The lack of labeled experimentally measured XRD data is identified as the main bottleneck for training such ML models. Based on the sizeable but still numerically limited amount of data in terms of reported crystallographic information, that very information is used to generate a much larger (infinite in principle) amount of simulated data. These simulated data, upon incorporating so-called augmentations, eventually allow for learning self-supervised representations, by modeling the deviations from ideal diffraction pattern that arise due to experimental conditions, such as instrumental or sample effects. The relationship between experimental and simulated data includes a two-axis approach, one that varies due to experimental effects and one that is due to crystallographic (structural) differences.

This work addresses the challenge of learning meaningful representations from simulated diffraction patterns, specifically those invariant to noise or experimental effects and equivariant to structural changes in the crystal. The classification accuracies over the different test sets are used to indicate (a) how good the model is at learning meaningful representations from simulated diffraction patterns, and (b) how effective the signal processing operations (or augmentations) of the simulation pipeline are in modeling experimentally measured diffraction patterns. The relatively poor performance of real experimental data can be attributed to the problem of correctly modeling natural noise present in the data. This explains why models trained only with a supervised learning objective perform better when using handcrafted features as inputs rather than the entire diffraction pattern, as the burden of robustness lies on the user rather than the model. We managed to address this issue using our representation learning strategy. Using a contrastive learning objective, it is shown that the model can learn more useful representations, performing better than classically supervised learning objectives, for testing across both the invariance and the equivariance axis.

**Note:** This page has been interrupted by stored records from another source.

PR #1050, opened 2017-05-16
Request and Response media-type handling

jmvrbanac:
This is a first pass at a non-breaking change that'll allow for a customizable media handling system. This approach combines many of the suggestions brought up by the community in #145.  

One the thing that is left out of this PR is handling full content negotiation (i.e. connecting the request's accept header to the response's content-type). Unfortunately, this is a harder problem to solve in a backwards compatible fashion that doesn't affect performance. However, especially as we move towards v2, I think that would be a great opportunity to revist full negotiation. In the meantime, there are several easy workarounds for people needing this functionality.

### DIFF
--- a/docs/api/media.rst
+++ b/docs/api/media.rst
@@ -47,6 +47,15 @@ media type that JSON also supports (i.e. dicts, lists, etc).
 .. autofunction:: falcon.media.validators.jsonschema.validate
 
 
+Content-Type Negotiation
+------------------------
+
+Falcon currently only supports partial negotiation out of the box. By default,
+when the ``media`` attribute is used it attempts to de/serialize based on the
+``Content-Type`` header value. The missing link that Falcon doesn't provide
+is the connection between the :any:`falcon.Request` ``Accept`` header provided
+by a user and the :any:`falcon.Response` ``Content-Type`` header.
+
 
 Replacing The Default Handlers
 ------------------------------
--- a/docs/api/media.rst
+++ b/docs/api/media.rst
@@ -1,0 +1,110 @@
+.. _media:
+
+Media
+=====
+
+Falcon allows for easy and customizable media handling. By default
+Falcon only enables a single JSON handler. However, other/multiple handlers
+can be configured through the :any:`falcon.RequestOptions` and
+:any:`falcon.ResponseOptions` objects specified on your :any:`falcon.API`.
+
+.. note::
+
+    For performance concerns, Falcon will not attempt to handle request
+    media until the first time it's accessed. Once it has procesed the
+    request, it'll use the cached result for subsequent interactions.
+
+Usage
+-----
+
+If you're creating a JSON API then zero configuration is needed. Just access
+or set the ``media`` attribute as appropriate and let Falcon do the heavy
+lifting for you.
+
+.. code:: python
+
+    import falcon
+
+
+    class EchoResource(object):
+        def on_post(self, req, resp):
+            message = req.media.get('message')
+
+            resp.media = {'message': message}
+            resp.status = falcon.HTTP_200
+
+Validating Media
+----------------
+
+Falcon currently does not validate media for you as requirements and tooling
+vary quite largely between projects; however, here is an example of how you
+might go about implementing a JSON Schema validator using a decorator.
+
+.. code:: python
+
+    import jsonschema
+
+
+    def validate(schema):
+        def decorator(func):
+            def wrapper(self, req, resp, *args, **kwargs):
+                try:
+                    jsonschema.validate(req.media, schema)
+                except jsonschema.ValidationError as e:
+                    raise falcon.HTTPBadRequest(
+                        'Failed data validation',
+                        e.message
+                    )
+
+                return func(self, req, resp, *args, **kwargs)
+            return wrapper
+        return decorator
+
+
+Given that decorator you could use it on the resource as such:
+
+.. code:: python
+
+    # -- snip --
+
+    @validate(my_post_schema)
+    def on_post(self, req, resp):
+    # -- snip --
+
+
+Replacing the default handlers
+------------------------------
+
+When creating your API object you can either add or completely
+replace all of the handlers. For example, lets say you want to write an API
+that sends and receives MessagePack. We can easily do this by telling our
+Falcon API that we want a default media-type of `application/msgpack` and
+then create a new ``Handlers`` object specifying the desired media type and
+a handler that can process that data.
+
+.. code:: python
+
+    import falcon
+    from falcon import media_handlers
+
+
+    handlers = media_handlers.Handlers({
+        'application/msgpack': media_handlers.MessagePack,
+    })
+
+    api = falcon.API(media_type='application/msgpack')
+
+    api.req_options.media_handlers = handlers
+    api.resp_options.media_handlers = handlers
+
+
+Custom Handlers
+---------------
+
+Currently Falcon only supports a handful of media handlers out of the box;
+however, you can easily create your own. All you need is an object that
+contains the following class methods:
+
+ * ``load(cls)``
+ * ``deserialize(cls, raw)``
+ * ``serialize(cls, media)``
--- a/docs/api/media.rst
+++ b/docs/api/media.rst
@@ -82,18 +82,18 @@ Replacing The Default Handlers
 When creating your API object you can either add or completely
 replace all of the handlers. For example, lets say you want to write an API
 that sends and receives MessagePack. We can easily do this by telling our
-Falcon API that we want a default media-type of `application/msgpack` and
-then create a new ``Handlers`` object specifying the desired media type and
+Falcon API that we want a default media-type of ``application/msgpack`` and
+then create a new :any:`Handlers` object specifying the desired media type and
 a handler that can process that data.
 
 .. code:: python
 
     import falcon
-    from falcon import media_handlers
+    from falcon import media
 
 
-    handlers = media_handlers.Handlers({
-        'application/msgpack': media_handlers.MessagePack,
+    handlers = media.Handlers({
+        'application/msgpack': media.MessagePackHandler,
     })
 
     api = falcon.API(media_type='application/msgpack')
@@ -106,9 +106,16 @@ Custom Handlers
 ---------------
 
 Currently Falcon only supports a handful of media handlers out of the box;
-however, you can easily create your own. All you need is an object that
-contains the following class methods:
+however, you can easily create your own using the following abstract base
+class:
 
- * ``load(cls)``
- * ``deserialize(cls, raw)``
- * ``serialize(cls, media)``
+.. autoclass:: falcon.media.BaseHandler
+    :members:
+    :member-order: bysource
+
+
+Handlers
+--------
+
+.. autoclass:: falcon.media.Handlers
+    :members:
--- a/docs/api/media.rst
+++ b/docs/api/media.rst
@@ -93,7 +93,7 @@ a handler that can process that data.
 
 
     handlers = media.Handlers({
-        'application/msgpack': media.MessagePackHandler,
+        'application/msgpack': media.MessagePackHandler(),
     })
 
     api = falcon.API(media_type='application/msgpack')
@@ -101,13 +101,21 @@ a handler that can process that data.
     api.req_options.media_handlers = handlers
     api.resp_options.media_handlers = handlers
 
+Supported Handler Types
+-----------------------
 
-Custom Handlers
----------------
+.. autoclass:: falcon.media.JSONHandler
+    :members:
 
-Currently Falcon only supports a handful of media handlers out of the box;
-however, you can easily create your own using the following abstract base
-class:
+.. autoclass:: falcon.media.MessagePackHandler
+    :members:
+
+Custom Handler Type
+-------------------
+
+If Falcon doesn't have a internet media type handler that supports your
+use-case. You can easily implement your own using the abstract base class
+provided by Falcon:
 
 .. autoclass:: falcon.media.BaseHandler
     :members:
--- a/docs/api/media.rst
+++ b/docs/api/media.rst
@@ -40,40 +40,12 @@ lifting for you.
 Validating Media
 ----------------
 
-Falcon currently does not validate media for you as requirements and tooling
-vary quite largely between projects; however, here is an example of how you
-might go about implementing a JSON Schema validator using a decorator.
+Falcon currently only supports a JSONSchema media type handler; however,
+JSONSchema is very versatile and can be used to validate any deserialized
+media type that JSON also supports (i.e. dicts, lists, etc).
 
-.. code:: python
+.. autofunction:: falcon.media.validators.jsonschema.validate
 
-    import jsonschema
-
-
-    def validate(schema):
-        def decorator(func):
-            def wrapper(self, req, resp, *args, **kwargs):
-                try:
-                    jsonschema.validate(req.media, schema)
-                except jsonschema.ValidationError as e:
-                    raise falcon.HTTPBadRequest(
-                        'Failed data validation',
-                        e.message
-                    )
-
-                return func(self, req, resp, *args, **kwargs)
-            return wrapper
-        return decorator
-
-
-Given that decorator you could use it on the resource as such:
-
-.. code:: python
-
-    # -- snip --
-
-    @validate(my_post_schema)
-    def on_post(self, req, resp):
-    # -- snip --
 
 
 Replacing The Default Handlers
--- a/docs/api/media.rst
+++ b/docs/api/media.rst
@@ -40,8 +40,8 @@ lifting for you.
 Validating Media
 ----------------
 
-Falcon currently only supports a JSONSchema media type handler; however,
-JSONSchema is very versatile and can be used to validate any deserialized
+Falcon currently only provides a JSON Schema media validator; however,
+JSON Schema is very versatile and can be used to validate any deserialized
 media type that JSON also supports (i.e. dicts, lists, etc).
 
 .. autofunction:: falcon.media.validators.jsonschema.validate
@@ -56,8 +56,17 @@ when the ``media`` attribute is used it attempts to de/serialize based on the
 is the connection between the :any:`falcon.Request` ``Accept`` header provided
 by a user and the :any:`falcon.Response` ``Content-Type`` header.
 
+If you do need full negotiation, it is very easy to bridge the gap using
+middleware. Here is an example of how this can be done:
 
-Replacing The Default Handlers
+.. code-block:: python
+
+    class NegotiationMiddleware(object):
+        def process_request(self, req, resp):
+            resp.content_type = req.accept
+
+
+Replacing the Default Handlers
 ------------------------------
 
 When creating your API object you can either add or completely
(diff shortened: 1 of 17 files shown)


docs/api/media.rst
```diff
@@ -0,0 +1,110 @@
...
+Falcon allows for easy and customizable media handling. By default
+Falcon only enables a single JSON handler. However, other/multiple handlers
+can be configured through the :any:`falcon.RequestOptions` and
+:any:`falcon.ResponseOptions` objects specified on your :any:`falcon.API`.
+
+.. note::
+
+    For performance concerns, Falcon will not attempt to handle request
+    media until the first time it's accessed. Once it has procesed the
+    request, it'll use the cached result for subsequent interactions.
```
jmvrbanac: Add comment regarding consumption of the request stream.

falcon/request.py
```diff
@@ -249,6 +250,16 @@ class Request(object):
 
                 doc = json.load(req.bounded_stream)
 
+        media (object): Returns a deserialized form of the request stream.
+            When called, it will attempt to deserialize the request stream
+            using the Content-Type header as well as the media-type handlers
+            configured in the request options.
+
+            Note:
```
jmvrbanac: Change this to a warning

falcon/media_handlers.py
```diff
@@ -0,0 +1,96 @@
...
+
+    def update(self, input_dict):
+        for handler in input_dict.values():
+            handler.load()
+
+        UserDict.update(self, input_dict)
+
+    def __setitem__(self, key, item):
+        item.load()
+        self.data[key] = item
```
jmvrbanac: Make sure people can't do an empty string here.

falcon/media_handlers.py
```diff
@@ -0,0 +1,96 @@
...
+        else:
+            try:
+                resolved = mimeparse.best_match(
+                    supported_media_types,
+                    media_type
+                )
+            except:
+                pass
+
+        if not resolved:
```
jmvrbanac: Add a comment about why this is `not resolved`

falcon/media_handlers.py
```diff
@@ -0,0 +1,101 @@
...
+            return cls.msgpack.unpackb(raw)
+        except ValueError as err:
+            raise errors.HTTPBadRequest(
+                'Invalid MessagePack',
+                'Could not parse MessagePack body - {0}'.format(err)
+            )
+
+    @classmethod
+    def serialize(cls, media):
+        return cls.msgpack.packb(media)
```
ueg1990: since classes Json and MessagePack are following a certain contract, maybe define an abstract class using ABC which Json, MessagePack and future handlers can import

falcon/media_handlers.py
```diff
@@ -0,0 +1,101 @@
...
+        UserDict.update(self, input_dict)
+
+    def __setitem__(self, key, item):
+        if not key:
+            raise ValueError('Media Type cannot be None or empty string')
+
+        item.load()
+        self.data[key] = item
+
+    def find_by_media_type(self, media_type, default):
```
ueg1990: maybe we should define a default value and make default a keyword argument. In the usages below where find_by_media_type is called, we pass a default_value from the same object (self.options) from where we call media_handlers

falcon/media_handlers.py
BenjamenMeyer: Also, do you really need to import the modules inside the `load()`? It'd be better to just import them at the global level outside the class IMHO, which may negate the need for `load()` - though I can certainly see there may be a good use-case for some media types that require configuration, etc.

That said, I do agree with @ueg1990 that there should be a base class of some sort that can be used to enforce an interface.

falcon/request.py
```diff
@@ -1394,16 +1424,26 @@ class RequestOptions(object):
...
+        'default_media_type',
+        'media_handlers',
     )
 
     def __init__(self):
         self.keep_blank_qs_values = False
         self.auto_parse_form_urlencoded = False
         self.auto_parse_qs_csv = True
         self.strip_url_path_trailing_slash = True
+        self.default_media_type = 'application/json'
```
BenjamenMeyer: This should probably be `None`. Falcon should never assume a default other than `application/text` if any at all.

falcon/media_handlers.py
kgriffs: [fix] Set `use_bin_type=True` so that the client can disambiguate between bytes and a string encoded as UTF-8. I verified the msgpack-python source to ensure it does the right thing.

The fact that the bin type is used should be pointed out in the docstring.

falcon/media_handlers.py
```diff
@@ -0,0 +1,101 @@
...
+class MessagePack(object):
+    @classmethod
+    def load(cls):
+        import msgpack
+        cls.msgpack = msgpack
+
+    @classmethod
+    def deserialize(cls, raw):
+        try:
+            return cls.msgpack.unpackb(raw)
```
kgriffs: [fix] Set `encoding='utf-8'` to decode strings back properly. This assumes usage of the bin type (AKA format family) when encoding, which TBH should be the default in all MessagePack implementations, although that is not always the case. 

Ensure tests cover the case of a single object containing both `bytes` and `unicode`.

This should be mentioned in the docstring so that client developers know they should be encoding with the bin type.

falcon/media_handlers.py
```diff
@@ -0,0 +1,101 @@
...
+            )
+
+    @classmethod
+    def serialize(cls, media):
+        return cls.json.dumps(media)
+
+
+class MessagePack(object):
+    @classmethod
+    def load(cls):
```
kgriffs: [fix] Instantiate instances of `msgpack.Packer` and `msgpack.Unpacker` once, up front, rather than calling `packb()` and `unpackb()` which instantiate instances of the aforementioned classes on every call.

falcon/request.py
```diff
@@ -251,6 +252,16 @@ class Request(object):
...
                 doc = json.load(req.bounded_stream)
 
+        media (object): Returns a deserialized form of the request stream.
+            When called, it will attempt to deserialize the request stream
+            using the Content-Type header as well as the media-type handlers
+            configured in the request options.
+
+            Warning:
+                This operation will consume the request stream the first time
+                it's called and cache the results. Follow-up calls, will just
```
kgriffs: [fix] Remove the extraneous comma.

falcon/request.py
```diff
@@ -251,6 +252,16 @@ class Request(object):
...
+                retrieve a cached version of object.
```
kgriffs: [fix] "of object" ---> "of the object"

falcon/request.py
```diff
@@ -1394,16 +1424,26 @@ class RequestOptions(object):
             forward slash. However, this behavior can be problematic in
             certain cases, such as when working with authentication
             schemes that employ URL-based signatures.
+
+        default_media_type (str): The default media-type to use when
+            deserializing a response.
+
+        media_handlers (Handlers): A dict-like object that allows for you to
```
kgriffs: [fix] Include a description of the default handlers that are configured.

falcon/request.py
```diff
@@ -1394,16 +1424,26 @@ class RequestOptions(object):
             forward slash. However, this behavior can be problematic in
             certain cases, such as when working with authentication
             schemes that employ URL-based signatures.
+
+        default_media_type (str): The default media-type to use when
```
kgriffs: [fix] Include a description of the default media type that this is set to.

falcon/request.py
kgriffs: Should this use the `DEFAULT_MEDIA_TYPE` constant?

falcon/response.py
```diff
@@ -86,6 +87,14 @@ class Response(object):
                 ensure Unicode characters are properly encoded in the
                 HTTP response.
 
+        media (object): A serializable object supported by the media handlers
+            configured via response options.
+
```
kgriffs: [suggestion] Link to the dedicated page on media handling in the docs.

falcon/request.py
```diff
@@ -251,6 +252,16 @@ class Request(object):
 
                 doc = json.load(req.bounded_stream)
 
+        media (object): Returns a deserialized form of the request stream.
+            When called, it will attempt to deserialize the request stream
+            using the Content-Type header as well as the media-type handlers
+            configured in the request options.
+
```
kgriffs: [suggestion] Link to the dedicated page on media handling in the docs.

falcon/response.py
```diff
@@ -86,6 +87,14 @@ class Response(object):
                 ensure Unicode characters are properly encoded in the
                 HTTP response.
 
+        media (object): A serializable object supported by the media handlers
+            configured via response options.
```
kgriffs: [suggestion] Link to the relevant response options.

falcon/request.py
```diff
@@ -251,6 +252,16 @@ class Request(object):
 
                 doc = json.load(req.bounded_stream)
 
+        media (object): Returns a deserialized form of the request stream.
+            When called, it will attempt to deserialize the request stream
+            using the Content-Type header as well as the media-type handlers
+            configured in the request options.
```
kgriffs: [suggestion] Link to the relevant request options.

falcon/response.py
```diff
@@ -86,6 +87,14 @@ class Response(object):
...
+
+            Note:
```
kgriffs: [fix] This note is not relevant in this context.

falcon/media_handlers.py
jmvrbanac: Re: Importing modules inside of `load()` instead of globally.
-  The rational for this was to allow a method for Falcon to easily support a various of media handlers within the Falcon package but not add default installed requirements. I suppose we could accomplish the same thing by moving each one into their own module.

Re: Using an ABC interface
- I actually had started with this approach, but I removed them when I realized that Falcon doesn't use ABCs anywhere else in the code base. Perhaps there is a Falcon wide discussion to be had here?

@kgriffs Do you have any opinions on these items?

falcon/request.py
jmvrbanac: @BenjamenMeyer Interestingly enough Falcon has set a default media type for headers for quite some time. It happens when a new instance of API is created. So this default value is never really used as it's usually set by the API class. However, I agree, this should probably be None or as @kgriffs suggested in one of his comments the `DEFAULT_MEDIA_TYPE` value.

kgriffs: I suppose you could set it to `None` since it is never used. This may actually be a guard against some future change mistakenly leaving the default value in place (presumably seeing `None` would signal that something ain't right in that case).

falcon/media/validators/jsonschema.py
```diff
@@ -0,0 +1,47 @@
...
+        schema (dict): A dictionary that follows the JSONSchema specification.
+            See `json-schema.org <http://json-schema.org/>`_ for more
+            information on defining a compatible dictionary.
+
+    Example:
+        .. code:: python
+
+            from falcon.media.validators import jsonschema
+
+            # -- snip --
```
kgriffs: I like the way you use these `# -- snip --` comments. I'm so totally going to steal this. (You know, because I'm a great artist.) 💯

docs/api/media.rst
```diff
@@ -0,0 +1,110 @@
...
+
+Content-Type Negotiation
+------------------------
+
+Falcon currently only supports partial negotiation out of the box. By default,
+when the ``media`` attribute is used it attempts to de/serialize based on the
+``Content-Type`` header value. The missing link that Falcon doesn't provide
+is the connection between the :any:`falcon.Request` ``Accept`` header provided
+by a user and the :any:`falcon.Response` ``Content-Type`` header.
+
```
kgriffs: [suggestion] We should probably say something about why this isn't the end of the world. Let's not end on a negative note.

docs/api/media.rst
```diff
@@ -0,0 +1,110 @@
...
+
+Replacing The Default Handlers
```
kgriffs: [nit] In title case, articles are not capitalized.

(This is a total grammar dork thing to call out, but I couldn't resist. 😈 )

docs/api/media.rst
```diff
@@ -0,0 +1,110 @@
...
+------------------------------
+
+When creating your API object you can either add or completely
+replace all of the handlers. For example, lets say you want to write an API
+that sends and receives MessagePack. We can easily do this by telling our
+Falcon API that we want a default media-type of ``application/msgpack`` and
+then create a new :any:`Handlers` object specifying the desired media type and
+a handler that can process that data.
+
+.. code:: python
```
kgriffs: [fix] I'd love to also see an example of keeping the default JSON handler and just adding an additional one without having to assign `api.req_options.media_handlers` to a new instance of `media.Handlers`.

falcon/media/msgpack.py
```diff
@@ -0,0 +1,35 @@
+from __future__ import absolute_import
+
+from falcon import errors
+from falcon.media import BaseHandler
+
+
+class MessagePackHandler(BaseHandler):
+    """Handler built using the :py:mod:`msgpack` module from python-msgpack
+
+    Requires the ``python-msgpack`` module to be installed.
```
kgriffs: [suggestion] This probably deserves to be highlighted as a `Note`. Also, `python-msgpack` is technically a package, not a module. 😈

docs/api/media.rst
```diff
@@ -0,0 +1,110 @@
...
+.. autoclass:: falcon.media.JSONHandler
+    :members:
+
+.. autoclass:: falcon.media.MessagePackHandler
+    :members:
+
+Custom Handler Type
+-------------------
+
+If Falcon doesn't have a internet media type handler that supports your
```
kgriffs: [nit] "a internet media" ==> "an internet media"

docs/api/media.rst
```diff
@@ -0,0 +1,110 @@
...
+use-case. You can easily implement your own using the abstract base class
```
kgriffs: [fix] "use-case. You..." ==> "use case, you..."

falcon/request.py
```diff
@@ -1394,16 +1427,31 @@ class RequestOptions(object):
...
             certain cases, such as when working with authentication
             schemes that employ URL-based signatures.
+
+        default_media_type (str): The default media-type to use when
+            deserializing a response. This value is normally set to the media
+            type provided when a :class:`falcon.API` is initialized; however,
+            if created independently, this will default to the
+            ``DEFAULT_MEDIA_TYPE`` specified by Falcon.
+
+        media_handlers (Handlers): A dict-like object that allows for you to
```
kgriffs: [fix] "allows for you" ==> "allows you"

falcon/response.py
```diff
@@ -782,10 +807,25 @@ class ResponseOptions(object):
...
             not requiring HTTPS. Note, however, that this setting can
             be overridden via `set_cookie()`'s `secure` kwarg.
+
+        default_media_type (str): The default media-type to use when
+            deserializing a response. This value is normally set to the media
+            type provided when a :class:`falcon.API` is initialized; however,
+            if created independently, this will default to the
+            ``DEFAULT_MEDIA_TYPE`` specified by Falcon.
+
+        media_handlers (Handlers): A dict-like object that allows for you to
```
kgriffs: [fix] "allows for you" ==> "allows you"

falcon/media/base.py
```diff
@@ -0,0 +1,38 @@
...
+
+import six
+
+
+@six.add_metaclass(abc.ABCMeta)
+class BaseHandler(object):
+    """Abstract Base Class for an internet media type handler"""
+
+    @abc.abstractmethod
+    def load(self):
```
kgriffs: [design] How does this compare and contrast with simply using `__init__()`?

falcon/media/base.py
```diff
@@ -0,0 +1,38 @@
...
+        """Loads any required imports and configuration.
+
+        Allows for implementors to specify runtime configuration
```
kgriffs: [fix] "Allows for implementors..." ==> "Allows implementors..."

falcon/media/handlers.py
```diff
@@ -0,0 +1,70 @@
...
+    Attempts to load any imports for handlers as they are added.
+    """
+    def __init__(self, initial=None):
+        handlers = initial or {
+            'application/json': JSONHandler(),
+            'application/json; charset=UTF-8': JSONHandler(),
+        }
+
+        # NOTE(jmvrbanac): Directly calling UserDict as it's not inheritable.
+        # Also, this results in self.update(...) being called.
```
kgriffs: 👍

falcon/media/handlers.py
```diff
@@ -0,0 +1,70 @@
...
+        return resolved
+
+    def find_by_media_type(self, media_type, default):
+        # PERF(jmvrbanac): Check via a quick methods first for performance
+        try:
+            return self.data[media_type]
+        except KeyError:
+            pass
+
+        if media_type == '*/*' or not media_type:
```
kgriffs: [design] I suspect it is pretty common for clients to just say they accept `*/*`. Given that this check requires very little CPU time, what do you think about moving it above the try...except so that we don't have to pay a raised exception penalty in the case that the client doesn't explicitly request on of the supported media types? Since this check is so fast, it shouldn't add any additional overhead in the case that a specific type *is* requested.

falcon/media/msgpack.py
```diff
@@ -0,0 +1,35 @@
...
+            encoding='utf-8',
+            autoreset=True,
+            use_bin_type=True,
+        )
+
+    def deserialize(self, raw):
+        try:
+            # NOTE(jmvrbanac): Using unpackb since we would need to manage
+            # a buffer for Unpacker() which wouldn't gain us much.
+            return self.msgpack.unpackb(raw)
```
kgriffs: [fix] Set encoding='utf-8' to decode strings back properly. Ensure tests cover the case of a single object containing both byte strings and Unicode strings.

falcon/media/msgpack.py
```diff
@@ -0,0 +1,35 @@
+from __future__ import absolute_import
+
+from falcon import errors
+from falcon.media import BaseHandler
+
+
+class MessagePackHandler(BaseHandler):
+    """Handler built using the :py:mod:`msgpack` module from python-msgpack
+
```
kgriffs: [fix] Add a note saying that this handler assumes that clients encode using the bin type to disambiguate between strings and bytes.

falcon/media/json.py
```diff
@@ -0,0 +1,24 @@
...
+        try:
+            return self.json.loads(raw.decode('utf-8'))
+        except ValueError as err:
+            raise errors.HTTPBadRequest(
+                'Invalid JSON',
+                'Could not parse JSON body - {0}'.format(err)
+            )
+
+    def serialize(self, media):
+        return self.json.dumps(media, ensure_ascii=False).encode('utf-8')
```
kgriffs: 👍

tests/test_response_media.py
```diff
@@ -0,0 +1,106 @@
...
+def test_msgpack(media_type):
+    client = create_client({
+        'application/msgpack': media.MessagePackHandler(),
+        'application/x-msgpack': media.MessagePackHandler(),
+    })
+    client.simulate_get('/')
+
+    resp = client.resource.captured_resp
+    resp.content_type = media_type
+    resp.media = {b'something': True}
```
kgriffs: [fix] Test an object that contains both `unicode` and `bytes` types to ensure the MessagePack bin type is in play.

tests/test_request_media.py
```diff
@@ -0,0 +1,119 @@
...
+    ('application/msgpack'),
+    ('application/msgpack; charset=utf-8'),
+    ('application/x-msgpack'),
+])
+def test_msgpack(media_type):
+    client = create_client({
+        'application/msgpack': media.MessagePackHandler(),
+        'application/x-msgpack': media.MessagePackHandler(),
+    })
+    expected_body = b'\x81\xc4\tsomething\xc3'
```
kgriffs: [fix] Test an object that contains both `unicode` (encoded to UTF-8), and `bytes` (encoded to the MessagePack bin type), to ensure the media handler is correctly decoding and distinguishing the two types.

falcon/media/base.py
jmvrbanac: Good point... It made sense when we were using straight classes, but if we're creating instances now, then we can get rid of ``load()``

jmvrbanac:
@kgriffs I think I've addressed the requested changes.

Our current approach is limited by the explicit types of experimental noise that we model and add when simulating our data. This could, however, be extended by better describing specific types of instrumental effects or even to neutron diffraction experiments. We are also limited by the fact that we focus only on diffraction patterns of primarily pure single-phase samples. We investigate ML models for prediction tasks (symmetry groups), where the models are trained to make one confident prediction, although it is important to note that such an approach is inherently flawed. An XRD measurement can lead to multiple candidate solutions, and we cannot expect to train an ML prediction model to achieve perfect results. Future work is likely to concentrate on generative [20] or exploratory neural network AI models, which can be designed to generate multiple candidate solutions (unlike prediction models that are trained to make one confident prediction) for solving more complicated tasks in the structure determination pipeline. The representation learning method proposed here can be scaled to fit such tasks. For instance, the learned feature representations can be used as feature embeddings, or as conditionals in probabilistic generative neural network models.